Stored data
PR #5772, opened 2025-05-24
r.univar: OpenMP private variables must be initialized

marisn:
Fix an issue reported by valgrind.

### DIFF
--- a/raster/r.univar/r.univar_main.c
+++ b/raster/r.univar/r.univar_main.c
@@ -381,6 +381,7 @@ static void process_raster(univar_stat *stats, thread_workspace *tw,
 #pragma omp parallel private(row, c_sum, c_sumsq, c_sum_abs)
     {
         int t_id = 0;
+        c_sum, c_sumsq, c_sum_abs = 0;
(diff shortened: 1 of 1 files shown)


marisn:
According to https://rookiehpc.org/openmp/docs/private/index.html

> [private](https://rookiehpc.org/openmp/docs/private/index.html) is the clause that contains the variables that each thread in the OpenMP [parallel](https://rookiehpc.org/openmp/docs/parallel/index.html) region will have a copy of. These copies are not initialised, specifically, they [do](https://rookiehpc.org/openmp/docs/do/index.html) not have the value that the original variable had at the time it was passed in the [private](https://rookiehpc.org/openmp/docs/private/index.html) clause.

echoix (approved):
According to the linked docs, private copies are not initialized like the original variable was.

echoix (commented):
Seems LLVM on macOS doesn't like that

echoix (approved):

nilason:
This cannot be backported to 8.4 without #5750.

DESCRIPTION OF THE TASK - In the data above, find each line that uses the string "According". Copy it.

EXERCISE SOLUTION -
According to https://rookiehpc.org/openmp/docs/private/index.html
According to the linked docs, private copies are not initialized like the original variable was.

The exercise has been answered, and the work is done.